True Crime Story – The Monster Next Door

20 05 2009
In October of 1995,  I moved to Abbotsford British Columbia. A  local radio station, 85 Radio Max(“The Max”) hired me on as a sales rep. A week before pulling up stake in Edson, a tragic incident occurred where a 16 year old girl was brutally raped and murdered while her  friend was beaten unconscious and left for dead. My sister’s friend had parents living in Abbotsford, and their teenage son knew both of the victims froValley of the shadowm school. I stayed with these folks for 6 weeks when first moving there.
Over the course of the next few weeks, the perpetrator of this heinous crime dubbed “The Abbotsford Killer” by media played a bizarre cat and mouse game by repeatedly calling local police from area payphones and threatening to kill again.
While the community was frozen in fear, investigators tried to tie pieces of the crime scene together and apprehend this monster who was gaining nation-wide media notoriety. With no substantial clues or leads, investigators decided to play recordings of the killer’s voice in hope that someone in the community would recognize who this person was. The Max was the first radio station to play the recordings.
A number of months had passed without incident. The taunting calls to police had subsided for some time when a story was ran in the local newspaper citing that the Abbotsford Killer had “moved on” from the area. The story was bait, intended to bring the perpetrator out from hiding.
February 17th, 1996, shortly afterr the story ran I was in the midst of a 12- location, 12- hour remote-broadcast. I had sold a local credit union on the merits of “owning” our  4 signals (CKGO  CHWK , The Max , and STAR FM) for an entire day. DJ’s broadcasting from every branch offered up coffee, doughnuts, and prizes while reminding anyone with a radio that today was the last day for this  tax season’s RRSP contributions.  Starting out  in Hope and traveling west, my job on this Saturday was simply to ensure no glitches in the program and that the DJ’s were amply stocked with coffee and doughnuts.
I only had 2 more locations to visit when I pulled into the Max parking lot in Abbotsford. Immediately, I spotted a problem. The Max “Van” was still in the parking lot and not at the branch which was only 1/2 a block  down the alley. I headed upstairs to find Mike, one of our producers complaining that he couldn’t get it started. We went downstairs and with some old fashioned “screwdriver ingenuity”, I was able to get the van fired up and limped it over to the branch. I visited the on-location DJ briefly, as I was by now running behind and had one more stop. Walking back upstairs at the station, I checked in with Mike to make sure he was doing alright and then motored back to the parking lot and peeled out for Langley.
Pulling into my final stop a short time later, I was immediately informed  that I had to turn around and get back to the station. Post Haste. When I arrived, the entire area was condoned off with yellow police tape. Maybe 5 minutes after I left, Mike got a phone call telling him to check the Max news car.

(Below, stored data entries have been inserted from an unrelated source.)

PR #10741, opened 2020-07-22
Generalize process_dof_indices()

peterrum:
This PR generalizes `process_dof_indices()`, s.t. it does not process dof by dof but processes all dofs of an object (referencing the comments in https://github.com/dealii/dealii/pull/10268#discussion_r428651722). The number of dofs are determined with the help of the CRS tables in `DoFHandler`.

The code could be much simpler if the multigrid internal data structures of `DoFHandler` would be updated.

### DIFF
--- a/include/deal.II/dofs/dof_accessor.templates.h
+++ b/include/deal.II/dofs/dof_accessor.templates.h
@@ -223,19 +223,24 @@ namespace internal
 
 
       /**
-       * Set the @p local_index-th degree of freedom corresponding to the
+       * Process the @p local_index-th degree of freedom corresponding to the
        * finite element specified by @p fe_index on the vertex with global
        * number @p vertex_index to @p global_index.
        */
-      template <int dim, int spacedim, int d>
+      template <int dim,
+                int spacedim,
+                int d,
+                typename GlobalIndexType,
+                typename DoFPProcessor>
       static void
-      set_dof_index(const DoFHandler<dim, spacedim> &dof_handler,
-                    const unsigned int               obj_level,
-                    const unsigned int               obj_index,
-                    const unsigned int               fe_index,
-                    const unsigned int               local_index,
-                    const std::integral_constant<int, d> &,
-                    const types::global_dof_index global_index)
+      process_dof_index(const DoFHandler<dim, spacedim> &dof_handler,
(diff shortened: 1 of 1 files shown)


peterrum:
@luca-heltai From your point of view, the function should have hardly changed:

https://github.com/dealii/dealii/blob/e88d8cac1c940b47b5d35228247314712bbe2d13/include/deal.II/dofs/dof_accessor.templates.h#L912-L987

include/deal.II/dofs/dof_accessor.templates.h
```diff
@@ -312,111 +321,224 @@ namespace internal
...
-                    const unsigned int               obj_index,
-                    const unsigned int               fe_index,
-                    const unsigned int               local_index,
-                    const std::integral_constant<int, d> &)
+      DEAL_II_ALWAYS_INLINE static std::pair<unsigned int, unsigned int>
+      process_object_range(const DoFHandler<dim, spacedim> &dof_handler,
+                           const unsigned int               obj_level,
+                           const unsigned int               obj_index,
+                           const unsigned int               fe_index,
+                           const std::integral_constant<int, d> &)
```
kronbichler, line 345: Can you explain why you need `always_inline` here? Did the compiler make bad decisions and are these functions performance-critical? I would have guess that at least for the simple cases (without the `find` or `distance`), the compiler should be able to apply early return and inline those parts, whereas the more expensive ones do not matter.

peterrum: I didn't have a look at the compiler output. My intention was that the early returns are inlined (because the return values there can be quite simply determined without an extra function call). But I can remove the `DEAL_II_ALWAYS_INLINE`.

kronbichler: I guess that a reasonable optimizing compiler should inline the early returns; without measuring I would not use the `DEAL_II_ALWAYS_INLINE`. I say this as someone who has used it pretty excessively (after measuring).

peterrum: OK. I'll remove it. Are there anything else I should modify?

peterrum: @kronbichler  I have removed them!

He discovered, on the hood, the grave marker of the girl who had been murdered. Written on the tombstone were specific details of the crime scene which were not yet made public and a threat to the girl who had survived the attack. A chill ran through my entire body upon realization that the killer had been watching Mike and I as we fidgeted around with the van, which was coincidentally, parked beside the news car. I spoke to police and satisfied their questions. I had seen nothing out of the ordinary and was preoccupied with other issues.
Two days later, a wrench with a note for police was tossed through the front window of a house a few blocks from my residence. This note was the work of the Abbotsford Killer, as evidenced by the content. The note also confessed to 3 more unsolved cases. Investigators would later reveal that a thumbprint was pulled from the tape that adhered the note to the wrench. A tip from his own mother after recognizing his voice from the radio, this fingerprint, and DNA evidence gathered at the crime scene would later convict Terry Driver.
Terry Driver, 31 and father of 2, worked for Abbotsford Printing. One of my best and favorite clients. I recognized this man not only as a pressman, but as a fellow angler. Someone I had seen a number of times at Hub Sports, the local fishing shop.  He  lived in the same area of Abbotsford, just a short stroll from me.
“Through the Valley of the Shadow – The Search for the Abbotsford Killer” is a recently published account of the case, written by Rod  Gehl who was one of the lead investigators.
This 46 minute documentary on the subject has interviews with a number of people I used to know.



2 responses

5 07 2009

Awesome blog! Subscribed on rss. Regular will read it. Good job.

6 07 2009

Excellent blog! Very interesting themes. I will regularly read it.